Home / News / India /  Rupee moves closer to record lows against US dollar, ends at 81.87. What to expect ahead

The Indian rupee moved closer to its record lows against the US dollar on Monday due to a steep selloff in domestic equities and a rise in dollar demand from oil importers as crude prices climb significantly. The soaring crude oils and strong dollar forced the rupee down the hill offsetting the impact of RBI's 50 basis points rate hike. Also, the slowdown in manufacturing activities that hit a 3-months low in September further added to woes. In the near term, the local currency is likely to range between 81-82 levels against the dollar.

The local unit closed at 81.8725 against the greenback declining by 0.65% in the interbank forex market. The rupee dropped to the day's low of 81.9175 in today's session -- slightly shy of touching the last week's record low of 81.95 against the dollar.

According to a Reuters report, traders said the RBI sold dollars at 81.85-81.90 levels to curb the depreciation in the currency.

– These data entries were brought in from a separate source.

PR #3772, opened 2022-03-01
Migrate to Ubuntu X64 for ARM build

EzzhevNikita:
* Switched off L0 tests in an ARM build
* Switched to Ubuntu X64 for ARM builds

Added dotnet 2.1 installation before signing on MacOS, since .NET 2.1 was removed from the images (https://github.com/actions/virtual-environments/issues/4871).


denis-tikhomirov (approved):

.azure-pipelines/build-job.yml
```diff
@@ -172,6 +172,12 @@ jobs:
         summaryFileLocation: _reports/**/Cobertura.xml
         pathToSources: src
 
+  - ${{ if eq(parameters.os, 'osx') }}:
+    - task: UseDotNet@2
```
anatolybolshakov, line 176: Is this relevant change for this PR? If so - could you please share more about it in description?

EzzhevNikita: That is not directly related to the migration, it is required to fix the issue with macOS release flow, in fact, it just porting changes from this PR - https://github.com/microsoft/azure-pipelines-agent/pull/3766 to fix macOS build.

denis-tikhomirov (approved):

anatolybolshakov (approved):

mmrazik (approved):

PR #3788, opened 2022-03-25
Prevent creating host container network

hez2010:
**Description**

When the network driver is set to `host`, the network shouldn't be created otherwise it will result in failure `only one instance of "host" network is allowed`. Instead, the agent should use the `host` network directly.

See https://docs.docker.com/network/host.

This is an additional fix to #3751 dealing with the special case, I think it should be backported to release/2.202.*.

**Changelog**

If the network driver is set to `host`, the agent will skip creating and removing network in the container job, instead it will use `host` as container network directly.

/cc:@DenisRumyantsev


src/Agent.Worker/ContainerOperationProvider.cs
```diff
@@ -35,7 +35,8 @@ public override void Initialize(IHostContext hostContext)
         {
             base.Initialize(hostContext);
             _dockerManger = HostContext.GetService<IDockerCommandManager>();
-            _containerNetwork = $"vsts_network_{Guid.NewGuid().ToString("N")}";
+            var useHostNetwork = AgentKnobs.DockerNetworkCreateDriver.GetValue(hostContext).AsString() == "host";
```
hez2010, line 38: I'm not sure about this line: whether `AgentKnobs.DockerNetworkCreateDriver.GetValue()` can get the value from an `IHostContext `.

anatolybolshakov:
@KonstantinTyukalov could you please take a look?

hez2010:
Any updates?

hez2010:
Ping again :)

DenisRumyantsev (approved):

DenisRumyantsev:
@hez2010, LGTM, thanks!

hez2010:
Any news? Without this we are not able to use the host network in container jobs.

KonstantinTyukalov:
Hey @hez2010, thank you for the contribution! 
I'll take a look at it during few days

src/Agent.Worker/ContainerOperationProvider.cs
```diff
@@ -793,11 +801,16 @@ private async Task CreateContainerNetworkAsync(IExecutionContext executionContex
...
-            if (networkExitCode != 0)
+            
+            if (network != "host")
             {
-                throw new InvalidOperationException($"Docker network create failed with exit code {networkExitCode}");
+                int networkExitCode = await _dockerManger.DockerNetworkCreate(executionContext, network);
+                if (networkExitCode != 0)
+                {
+                    throw new InvalidOperationException($"Docker network create failed with exit code {networkExitCode}");
+                }
```
KonstantinTyukalov, line 811:
```suggestion
                }
                else
                {
                    Trace.Info("Skipping creation of a new docker network. Reusing the host container network.");
                }
```

KonstantinTyukalov (approved):
LGTM, thank you!

LiliaSabitova (approved):

vmapetr (approved):

kirill-ivlev (approved):

wojgasior (approved):

PR #3793, opened 2022-03-29
Fix for "Azure DevOps Pipelines fails git with an HTTP 400 error"

tatyana-kostromskaya:
Sometimes checkout task may fail with the following message:

```
fatal: unable to access 'https://.../': The requested URL returned error: 400
Git fetch failed with exit code: 128
```

The git configuration change caused the duplicate authentication header which in turn resulted in the Http 400 error across pipeline.
I was able to reproduce this issue on my local agent by setting "http.extraheader" key in local git config with invalid value. Then I ran the build and got the same error message.

Add ability to get values of pre-existing `extraheader` configs to be able to clean up them from git config file.
Link to the ICM: https://portal.microsofticm.com/imp/v3/incidents/details/275689076/home

Tested manually on self-hosted agent with additional logic to add manually several extraheaders.

### DIFF
--- a/src/Agent.Plugins/GitCliManager.cs
+++ b/src/Agent.Plugins/GitCliManager.cs
@@ -441,7 +441,14 @@ namespace Agent.Plugins.Repository
             return exitcode == 0;
         }
 
-        // git config --get-all <key>
+        /// <summary>
+        /// Get the value of a git config key. Values of the key can be get from latest function parameter.
+        /// git config --get-all <key>
+        /// <param name="context">Execution context of the agent tasks</param>
+        /// <param name="repositoryPath">Local repository path on agent</param>
+        /// <param name="configKey">Git config key name</param>
+        /// <param name="values">Output array of values of the key</param>
+        /// </summary>
         public async Task<bool> GitConfigExist(AgentTaskPluginExecutionContext context, string repositoryPath, string configKey, IList<string> existingConfigValues)
         {
             // git config --get-all {configKey} will return 0 and print the value if the config exist.
--- a/src/Agent.Plugins/GitCliManager.cs
+++ b/src/Agent.Plugins/GitCliManager.cs
@@ -441,6 +441,22 @@ namespace Agent.Plugins.Repository
             return exitcode == 0;
         }
 
+        // git config --get-all <key>
+        public async Task<bool> GitConfigExist(AgentTaskPluginExecutionContext context, string repositoryPath, string configKey, IList<string> existingConfigValues)
+        {
+            // git config --get-all {configKey} will return 0 and print the value if the config exist.
+            context.Debug($"Checking git config {configKey} exist or not");
+
+            // ignore any outputs by redirect them into a string list, since the output might contains secrets.
+            if (existingConfigValues == null)
+            {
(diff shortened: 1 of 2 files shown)


src/Agent.Plugins/GitCliManager.cs
```diff
@@ -441,6 +441,22 @@ public async Task<bool> GitConfigExist(AgentTaskPluginExecutionContext context,
             return exitcode == 0;
         }
 
+        // git config --get-all <key>
+        public async Task<bool> GitConfigExist(AgentTaskPluginExecutionContext context, string repositoryPath, string configKey, IList<string> existingConfigValues)
```
anatolybolshakov, line 445: Please add summary comments to this new method

anatolybolshakov:
@tatyana-kostromskaya let's perform some buddy testing as well here

src/Agent.Plugins/GitSourceProvider.cs
```diff
@@ -657,11 +657,17 @@ public string GenerateAuthHeader(AgentTaskPluginExecutionContext executionContex
                 executionContext.Debug($"Remove http.{repositoryUrl.AbsoluteUri}.extraheader setting from git config.");
                 await RemoveGitConfig(executionContext, gitCommandManager, targetPath, $"http.{repositoryUrl.AbsoluteUri}.extraheader", string.Empty);
             }
-            if (await gitCommandManager.GitConfigExist(executionContext, targetPath, $"http.extraheader"))
+
+            var existingExtraheaders = new List<string>();
+            if (await gitCommandManager.GitConfigExist(executionContext, targetPath, $"http.extraheader", existingExtraheaders))
```
anatolybolshakov, line 662: Why do we need to pass existingExtraheaders here if it's always empty?

anatolybolshakov:
Please describe the problem in more details in description

src/Agent.Plugins/GitSourceProvider.cs
anatolybolshakov: See it now - existingExtraheaders is the output array (which looks unobvious here).
Please describe it in method's comments also

tatyana-kostromskaya:
> Please describe the problem in more details in description

I have added more details

src/Agent.Plugins/GitCliManager.cs
```diff
@@ -441,6 +441,29 @@ public async Task<bool> GitConfigExist(AgentTaskPluginExecutionContext context,
...
+        {
+            // git config --get-all {configKey} will return 0 and print the value if the config exist.
+            context.Debug($"Checking git config {configKey} exist or not");
+
+            // ignore any outputs by redirect them into a string list, since the output might contains secrets.
+            if (existingConfigValues == null)
+            {
+                existingConfigValues = new List<string>();
+            }
```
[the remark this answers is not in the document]
anatolybolshakov: @KonstantinTyukalov this is only for existingConfigValues == null case, for not empty value case there could be some values in list

KonstantinTyukalov (approved):
LGTM, thanks! Please check unresolved comments

anatolybolshakov (approved):

DenisRumyantsev (approved):

PR #3795, opened 2022-04-01
Set sid service type as unrestricted - to make permissions for agent service more manageable 

anatolybolshakov:
Reworked changes from [commit](https://github.com/avivanoff/azure-pipelines-agent/commit/a4536c49cdcd991025709f99ff685ba44da209f2). which add setting up of service sid type as SERVICE_SID_TYPE_UNRESTRICTED. This should allow more space in permissions setting up for agent as service.
Related ticket - https://github.com/microsoft/azure-pipelines-agent/issues/2814
See more info in [docs](https://docs.microsoft.com/en-us/windows/win32/api/winsvc/ns-winsvc-service_sid_info#members) and more about sid [here](https://docs.microsoft.com/en-us/windows/security/identity-protection/access-control/security-identifiers).

Before fix:
- During creation of agent service service sid type is set to SERVICE_SID_TYPE_NONE

After fix: 
- During creation of agent service it is possible to set up service sid type as SERVICE_SID_TYPE_NONE via 'enableservicesidtypeunrestricted' flag (or prompt during interactive configuration flow), which is turned off by default. This allows to set up more granular permissions for different agents on the same machine.

Tested locally with sample run as service for self-hosted agent - confirmed that there is a proper sid type set up.


anatolybolshakov:
@mmrazik could you please take a look?

anatolybolshakov:
TBD - need to describe changes more precisely in description - how exactly abilities of permissions setting up for agent will be changed.

DenisRumyantsev (approved):

anatolybolshakov:
Added config parameter to switch new feature on/off (turned off by default), tested changes.

DenisRumyantsev (approved):

raghavthind2005 (approved):

PR #3797, opened 2022-04-01
Users/flsaplac/diag folder location customisable

teapothat:
Use one of the following environement variables
AGENT_LOGDIAGPATH 
WORKER_LOGDIAGPATH

To customize the location of the _diag folder path. By default the location of this folder will be in the agent directory. By overriding this in an environment variable it will be placed in a _diag folder in the specified folder.

### DIFF
--- a/src/Agent.Worker/DiagnosticLogManager.cs
+++ b/src/Agent.Worker/DiagnosticLogManager.cs
@@ -84,7 +84,7 @@ namespace Microsoft.VisualStudio.Services.Agent.Worker
 
             // Copy worker diag log files
             List<string> workerDiagLogFiles = GetWorkerDiagLogFiles(HostContext.GetDirectory(WellKnownDirectory.Diag), jobStartTimeUtc);
-            executionContext.Debug($"Copying {workerDiagLogFiles.Count()} worker diag logs.");
+            executionContext.Debug($"Copying {workerDiagLogFiles.Count()} from {HostContext.GetDirectory(WellKnownDirectory.Diag)} worker diag logs.");
 
             foreach (string workerLogFile in workerDiagLogFiles)
             {
@@ -95,7 +95,7 @@ namespace Microsoft.VisualStudio.Services.Agent.Worker
             }
 
             // Copy agent diag log files
-            List<string> agentDiagLogFiles = GetAgentDiagLogFiles(HostContext.GetDirectory(WellKnownDirectory.Diag), jobStartTimeUtc);
+            List<string> agentDiagLogFiles = GetAgentDiagLogFiles(jobStartTimeUtc);
             executionContext.Debug($"Copying {agentDiagLogFiles.Count()} agent diag logs.");
 
             foreach (string agentLogFile in agentDiagLogFiles)
@@ -431,8 +431,18 @@ namespace Microsoft.VisualStudio.Services.Agent.Worker
             return workerLogFiles;
         }
 
-        private List<string> GetAgentDiagLogFiles(string diagFolder, DateTime jobStartTimeUtc)
+        private List<string> GetAgentDiagLogFiles(DateTime jobStartTimeUtc)
         {
+            // Since this is the Worker context, we still want to fetch the Agent _diag folder.
+            // This might have been overriden by the envrionment variable.
+            // TODO: this is a hacky way to do it, maybe it should be a config value
+            var diagFolder = Environment.GetEnvironmentVariable($"AGENT_DIAGLOGPATH");
+            if (string.IsNullOrEmpty(diagFolder))
+            {
+                diagFolder = HostContext.GetDirectory(WellKnownDirectory.Root);
+            }
+            diagFolder = Path.Join(diagFolder, Constants.Path.DiagDirectory);
+
             // Get the newest agent log file that created just before the start of the job
             var agentLogFiles = new List<string>();
             var directoryInfo = new DirectoryInfo(diagFolder);
--- a/src/Agent.Worker/DiagnosticLogManager.cs
+++ b/src/Agent.Worker/DiagnosticLogManager.cs
@@ -83,8 +83,8 @@ namespace Microsoft.VisualStudio.Services.Agent.Worker
             File.WriteAllText(capabilitiesFile, capabilitiesContent);
 
             // Copy worker diag log files
-            List<string> workerDiagLogFiles = GetWorkerDiagLogFiles(HostContext.GetDirectory(WellKnownDirectory.Diag), jobStartTimeUtc);
-            executionContext.Debug($"Copying {workerDiagLogFiles.Count()} worker diag logs from {HostContext.GetDirectory(WellKnownDirectory.Diag)}.");
+            List<string> workerDiagLogFiles = GetWorkerDiagLogFiles(HostContext.GetDiagDirectory(), jobStartTimeUtc);
+            executionContext.Debug($"Copying {workerDiagLogFiles.Count()} worker diag logs from {HostContext.GetDiagDirectory()}.");
 
             foreach (string workerLogFile in workerDiagLogFiles)
             {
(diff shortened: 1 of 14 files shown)


src/Agent.Worker/DiagnosticLogManager.cs
```diff
@@ -428,8 +428,18 @@ private List<string> GetWorkerDiagLogFiles(string diagFolder, DateTime jobStartT
             return workerLogFiles;
         }
 
-        private List<string> GetAgentDiagLogFiles(string diagFolder, DateTime jobStartTimeUtc)
+        private List<string> GetAgentDiagLogFiles(DateTime jobStartTimeUtc)
         {
+            // Since this is the Worker context, we still want to fetch the Agent _diag folder.
+            // This might have been overriden by the envrionment variable.
+            // TODO: this is a hacky way to do it, maybe it should be a config value
+            var diagFolder = Environment.GetEnvironmentVariable($"AGENT_DIAGLOGPATH");
```
anatolybolshakov, line 436: Could you please use the already existing mechanism of agent knobs instead?
You can find example of declaration [here](https://github.com/microsoft/azure-pipelines-agent/blob/master/src/Agent.Sdk/Knob/AgentKnobs.cs#L189) and usage [here](https://github.com/microsoft/azure-pipelines-agent/blob/master/src/Microsoft.VisualStudio.Services.Agent/VstsAgentWebProxy.cs#L195).

src/Agent.Worker/DiagnosticLogManager.cs
```diff
@@ -83,7 +83,7 @@ public sealed class DiagnosticLogManager : AgentService, IDiagnosticLogManager
 
             // Copy worker diag log files
             List<string> workerDiagLogFiles = GetWorkerDiagLogFiles(HostContext.GetDirectory(WellKnownDirectory.Diag), jobStartTimeUtc);
-            executionContext.Debug($"Copying {workerDiagLogFiles.Count()} worker diag logs.");
+            executionContext.Debug($"Copying {workerDiagLogFiles.Count()} from {HostContext.GetDirectory(WellKnownDirectory.Diag)} worker diag logs.");
```
anatolybolshakov, line 86:
```suggestion
            executionContext.Debug($"Copying {workerDiagLogFiles.Count()} worker diag logs from {HostContext.GetDirectory(WellKnownDirectory.Diag)}.");
```

src/Microsoft.VisualStudio.Services.Agent/HostContext.cs
```diff
@@ -169,9 +176,7 @@ public virtual string GetDirectory(WellKnownDirectory directory)
                     break;
 
                 case WellKnownDirectory.Diag:
-                    path = Path.Combine(
```
anatolybolshakov, line 172: This contradicts current behavior of GetDirectory (it returns absolute path) - could it make sense to make it conditional here instead (as for example, it is made currently for in [line](https://github.com/microsoft/azure-pipelines-agent/blob/master/src/Microsoft.VisualStudio.Services.Agent/HostContext.cs#L231))?

teapothat: At this point it could be either the AGENT_DIAGLOGPATH or the WORKER_DIAGLOGPATH or whatever was passed as hostType when the HostContext was initialized, not sure if AgentKnobs offer any such flexibility to get the setting, so I do not think that way it would work.

src/Agent.Worker/DiagnosticLogManager.cs
teapothat: Updated to use knobs.

src/Microsoft.VisualStudio.Services.Agent/HostContext.cs
teapothat: @anatolybolshakov

anatolybolshakov: @teapothat this creates a duplication which makes it more error-prone in future ('_DIAGLOGPATH' is presented in knob and here), knobs mechanism is recommended way for such cases at the moment.
There are only 2 host types at the moment (although it is used as enumeration and will probably need to some refactoring here). You could probably also add some other method to get logs path depending on host type and use it here.

anatolybolshakov: @teapothat no, you can just probably create another agent knob for worker logs location.

> There is also an L1Test host type used in tests.

Yes, see it also - so 3 host types now 😃 For 'L1Test' - this is for tests only, so I don't think that it make sense to have such ability for this

teapothat: @anatolybolshakov so I looked into creating a new KnobSource that could potentially take the hostType form context (it would have to be a specific type of context) but it looks like it would not help as much as in the DiagnosticLogManager the whole point is that we do not have access to the agent context?  

Other options would be to declare a separate WorkerDiagLogKnob and an L0TestDiagLogKnob and just use all of these in a big if statement in the GetDirectory depending on the hostType (which would have to be saved as parameter). 

These are the options I can think of, but let me know if you have other suggestions?

anatolybolshakov: @teapothat yes, separate WorkerDiagLogKnob looks good - I would also introduce separate method which returns log path and taking hostType as parameter (it will probably just select it via if or switch statement using knob values)
I believe there is no need to create L0TestDiagLogKnob - not sure if there's the case to set it up for L0 tests

teapothat: @anatolybolshakov I've added the changes as discussed, would you be so kind to review them one more time?

src/Microsoft.VisualStudio.Services.Agent/HostContext.cs
```diff
@@ -260,6 +268,26 @@ public virtual string GetDirectory(WellKnownDirectory directory)
...
+            };
+        }
+
+        private string GetDiagOrDefault(string diagFolder)
+        {
+            if (string.IsNullOrEmpty(diagFolder))
+            {
+                diagFolder = new DirectoryInfo(Path.GetDirectoryName(Assembly.GetEntryAssembly().Location)).Parent.FullName;
+            } 
+            return Path.Combine(diagFolder, Constants.Path.DiagDirectory);
```
anatolybolshakov, line 288: Nit: could it make sense to set it as diagFolder here and hence use diagFolder as '_diag' for related type of logs  - to avoid additional nested level?

anatolybolshakov:
LGTM, thanks for contribution! 
Tested locally for cases: 
- No AGENT_LOGDIAGPATH or WORKER_LOGDIAGPATH specified (default behavior)
- AGENT_LOGDIAGPATH and/or WORKER_LOGDIAGPATH specified
- AGENT_LOGDIAGPATH and/or WORKER_LOGDIAGPATH specified, but not existing path - agent creates folders specified
Looks good for me for these cases, please also take a look at small comment above.

anatolybolshakov (approved):

anatolybolshakov:
@mmrazik could you please also take a look?

src/Microsoft.VisualStudio.Services.Agent/HostContext.cs
teapothat: @anatolybolshakov I don't think I understand how you mean?

anatolybolshakov: @teapothat currently agent saves logs in <AGENT_DIAGLOGPATH>/_diag or <WORKER_DIAGLOGPATH>/_diag if any of new knobs are specified. As I undestand '_diag' folder was intended to be just one of the folders in the root agent directory - could it make sense probably to save logs in <AGENT_DIAGLOGPATH> or <WORKER_DIAGLOGPATH> directly instead?
(Hence just omit Path.Combine in line 288 and return `diagFolder` value)

teapothat: @anatolybolshakov So I've updated to not return _diag at the end of the value if it is set from the environment variable. However, the Path.Combine is still needed for the default case.

mmrazik (approved):

mmrazik:
@anatolybolshakov WDYT? Are we good to merge this?

KonstantinTyukalov:
@mmrazik  let me check it also

anatolybolshakov:
@mmrazik thanks! Yes, it looks good for me - @KonstantinTyukalov could you please also check?

KonstantinTyukalov (approved):
Tested this changes manually. Test cases:
- AGENT_DIAGLOGPATH and WORKER_DIAGLOGPATH not specified - default behavior
- Specified only AGENT_DIAGLOGPATH - worket logs will be stored in default location
- AGENT_DIAGLOGPATH and WORKER_DIAGLOGPATH specified with not existing path - will be created directories by provided paths

LGTM, thanks! Could you check somments

PR #3808, opened 2022-04-06
Maintenance job - make maintenance operation for source provider independent on build directory clean up time interval

anatolybolshakov:
Currently maintenance operation is not being called if "Days to keep unused working directories" parameter is set as 0 (meaning that it should be kept forever)
Although removal of stale build directories and source folders maintenance are different routines - and maintenance of source folders should run even if removal of stale build directories is disabled.
Related issue - https://github.com/microsoft/azure-pipelines-agent/issues/3805

Testing/unit tests - in progress


kirill-ivlev:
changes were combined with unit tests in other PR: #3880

PR #3837, opened 2022-05-13
Add group id matching user

kirill-ivlev:
[Related issue](https://github.com/microsoft/azure-pipelines-agent/issues/3362)

**Description:** In a container job, the user created inside the container must have the same group ID (GID) as the user on the host on which the agent is running.

**ChangeLog:**
* New `UseHostGroupId` agent knob (`true` by default)
* New `DockerExec` and `KeepAllowedLength` private methods
* Creating a new user with the same UID and the same GID as on the host


DmitriiBobreshev:
Buddy testing was successful, the agent worked as expected with Linux containers, and log files attached
beforeKirill's changes: [beforeAgentChanges.zip](https://github.com/microsoft/azure-pipelines-agent/files/8987004/beforeAgentChanges.zip) (uid is correct and guide is not)

after Kirill's changes: [afterAgentChanges.zip](https://github.com/microsoft/azure-pipelines-agent/files/8987003/afterAgentChanges.zip) (uid and guide are correct)

DmitriiBobreshev (approved):

src/Agent.Worker/ContainerOperationProvider.cs
```diff
@@ -484,20 +503,45 @@ private async Task StartContainerAsync(IExecutionContext executionContext, Conta
                         // Linux allows for a 32-character username
                         int keepLength = Math.Min(32 - userNameSuffix.Length, container.CurrentUserName.Length);
                         containerUserName = $"{container.CurrentUserName.Substring(0, keepLength)}{userNameSuffix}";
-                        int execUseraddExitCode = await _dockerManger.DockerExec(executionContext, container.ContainerId, string.Empty, $"useradd -m -u {container.CurrentUserId} {containerUserName}");
-                        if (execUseraddExitCode != 0)
+                        if(useOtherGroupId) // Create user with the same GID as UID
```
vmapetr, line 506: Nitpick: 
```
if (useOtherGroupId)
```

vmapetr (approved):

src/Agent.Worker/ContainerOperationProvider.cs
```diff
@@ -476,6 +482,19 @@ private async Task StartContainerAsync(IExecutionContext executionContext, Conta
                             }
                         }
                     }
+                 
+                    // Determinate if we need to use another primary group for container user
```
alexander-smolyakov, line 486: Could you provide more context in the code comments regarding why this check is needed?

wojgasior (approved):

PR #3838, opened 2022-05-13
added the 'unzip' package into 'installdepencies' script

AndreyIvanov42:
Unzip may not be installed on the system, so added his into installdependencies script.

Tested on relevant package managers.

### DIFF
--- a/src/Misc/layoutbin/installdependencies.sh
+++ b/src/Misc/layoutbin/installdependencies.sh
@@ -63,7 +63,7 @@ then
         command -v apt
         if [ $? -eq 0 ]
         then
-            apt update && apt install -y liblttng-ust0 libkrb5-3 zlib1g debsums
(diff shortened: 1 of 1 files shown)


KonstantinTyukalov (approved):

anatolybolshakov:
@AndreyIvanov42 why it is required for agent? Is it used somewhere in the agent source code?

AndreyIvanov42:
> @AndreyIvanov42 why it is required for agent? Is it used somewhere in the agent source code?

The package is used for the command that creates a full agent layout

```https://github.com/microsoft/azure-pipelines-agent/blob/master/src/Misc/externals.sh#L90```
```https://github.com/microsoft/azure-pipelines-agent/blob/master/src/Misc/externals.sh#L108```

anatolybolshakov:
Per offline discussion - we did not found any usages of this package by agent - @AndreyIvanov42 could you please close then?

PR #250, opened 2018-10-21
Add chat framework for languages

Liareth:
This has a lot of backend changes, but only a few visible client changes:

- Emotes are now coloured (we can change the colour later) with multiple styles. Need to write player documentation on how it works. **, :: ::, [], and "" style emotes work, with a single bracket surround causing that text to come out untranslated (useful for names, e.g. [John]).
- Server chat messages are sent manually.
- Party chat is called comms, and players speaking in it can be overheard by those close to them.

### DIFF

Brent crude and US WTI have climbed by more than 4% today after reports stated that OPEC+ is likely to consider trimming output to provide support to the recent downfall in prices.

Meanwhile, Reuters cited Sugandha Sachdeva, VP of commodity and currency research at Religare Broking views that "a significant surge in crude oil prices is leading to a lot of dollar demand by oil importers (in India) and that is weighing on the domestic currency."

On Monday, Sensex closed at 56,788.81 down by 638.11 points or 1.11%. Nifty 50 shed about 207 points or 1.21% to end at 16,887.35. The performance comes amidst feeble global cues, the decline in manufacturing PMIs, and post-RBI policy outcomes.

Vinod Nair, Head of Research at Geojit Financial Services said, "Global markets are expected to stay under pressure due to the confluence of an unfavourable economic outlook and investor risk aversion. Global markets were in pain as economic data forecast to shed lower as indicated by high-frequency indicators in European regions like UK PMI is consequently down below 50 showing contraction in economy. As demand slowed, India's manufacturing PMI declined slightly to 55.1 in September. As a result, all the key sectors were pressured by selling, except pharma & Oil stocks."

Last week on Friday, the rupee rose by 0.64% to close at 81.34 against the dollar. The domestic currency even appreciated to as much as 81.16 per dollar on this day. The uplift in the rupee was due to RBI's positive statements.

RBI made its fourth hike in repo rate by 50 basis points -- taking the key rate at 5.9% currently. This would be the third 50 basis points hike in a row so far in the current financial year. Although, overall RBI has hiked the repo rate by 190 basis points since May 2022.

The hike was on expected lines as RBI focuses on taming inflation which has been above its upper tolerance limit for the past eight consecutive months. Also, the rate hike is expected to address concerns of a weak rupee against the dollar.

What to expect in rupee ahead?

Post RBI policy, economists at HDFC Bank said, "The central bank re-iterated the resilience of India’s external balances compared to our peers in today’s policy announcement. On the rupee, as we have argued before, the RBI emphasized that their strategy would be focused on maintaining investor confidence and anchoring expectations -- signalling that FX interventions are likely to continue and be focused towards defending any extreme volatility in the rupee.

As per the economists, the absence of any additional measures in order to shore up reserves and attract capital (like was done in 2013) signals RBI’s comfort with the current level of foreign exchange reserves as well as the level of the rupee.

"Given the continued dollar rally and elevated global risks, the USD/INR pair is likely to witness continued depreciation pressures and we expect a range of 81-82 in the near term. In extreme risk-off, we continue to expect the central bank to provide support and curtail the quantum of fall in the currency," HDFC Bank economists added.

Sriram Iyer, Senior Research Analyst - Currency & Commodity at Reliance Securities said, "With regards to the policy, the RBI governor said that persistent high inflation needs further withdrawal of accommodation. However, he added that consumer price-based inflation remains elevated and possible will remain sticky and we believe that persistence of high inflation could necessitate further policy changes in the future. RBI has projected CPI Inflation at 7.1% in Q2, 6.5% in Q3, and 5.8% in Q4 of FY 2023."

However, Iyer added, "appreciation bias could be limited fight as the Fed will continue to hike another 125 bps till the end of the year as the central bank continues to press ahead to cool stubbornly high inflation. Moreover, domestic inflation will continue to remain sticky, which will prompt the central bank to remain hawkish on rates with the final terminal rate close to 6.50% to 6.75% till FY23. So, support for the USDINR spot pair is 81.20 to 80.80, while resistance is at 82.00 levels."